PR #1328, opened 2024-05-10
Fix some security concerns

akihikokuroda:
### Summary
Fix some security concerns.

### DIFF
--- a/client/qiskit_serverless/core/job.py
+++ b/client/qiskit_serverless/core/job.py
@@ -572,7 +572,7 @@ class Job:
         """
         return self._job_client.filtered_logs(job_id=self.job_id, **kwargs)
 
-    def result(self, wait=True, cadence=5, verbose=False):
+    def result(self, wait=True, cadence=5, verbose=False, maxwait=0):
         """Return results of the job.
         Args:
             wait: flag denoting whether to wait for the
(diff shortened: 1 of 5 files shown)


client/qiskit_serverless/core/job.py
```diff
@@ -572,7 +572,7 @@ def filtered_logs(self, **kwargs) -> str:
         """
         return self._job_client.filtered_logs(job_id=self.job_id, **kwargs)
 
-    def result(self, wait=True, cadence=5, verbose=False):
+    def result(self, wait=True, cadence=5, verbose=False, maxwait=0):
```
Tansito, line 575: has it sense to just set `wait=False` by default and that's all? I think the final output is similar and it has more sense for me.

Tansito (approved):
Regardless my comment, I think it has sense a lot of sense these changes @akihikokuroda . Thank you!

client/qiskit_serverless/core/job.py
akihikokuroda: The scan suggested that loops needs static termination condition.  So I added not to wait forever.

Tansito:
I'm going to merge this to continue with the release @akihikokuroda , thank you!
= = = =
Exercise brief >> Each line of the material is to be copied exactly.

Solution for this task >>
PR #1328, opened 2024-05-10
Fix some security concerns

akihikokuroda:
### Summary
Fix some security concerns.

### DIFF
--- a/client/qiskit_serverless/core/job.py
+++ b/client/qiskit_serverless/core/job.py
@@ -572,7 +572,7 @@ class Job:
         """
         return self._job_client.filtered_logs(job_id=self.job_id, **kwargs)
 
-    def result(self, wait=True, cadence=5, verbose=False):
+    def result(self, wait=True, cadence=5, verbose=False, maxwait=0):
         """Return results of the job.
         Args:
             wait: flag denoting whether to wait for the
(diff shortened: 1 of 5 files shown)


client/qiskit_serverless/core/job.py
```diff
@@ -572,7 +572,7 @@ def filtered_logs(self, **kwargs) -> str:
         """
         return self._job_client.filtered_logs(job_id=self.job_id, **kwargs)
 
-    def result(self, wait=True, cadence=5, verbose=False):
+    def result(self, wait=True, cadence=5, verbose=False, maxwait=0):
```
Tansito, line 575: has it sense to just set `wait=False` by default and that's all? I think the final output is similar and it has more sense for me.

Tansito (approved):
Regardless my comment, I think it has sense a lot of sense these changes @akihikokuroda . Thank you!

client/qiskit_serverless/core/job.py
akihikokuroda: The scan suggested that loops needs static termination condition.  So I added not to wait forever.

Tansito:
I'm going to merge this to continue with the release @akihikokuroda , thank you!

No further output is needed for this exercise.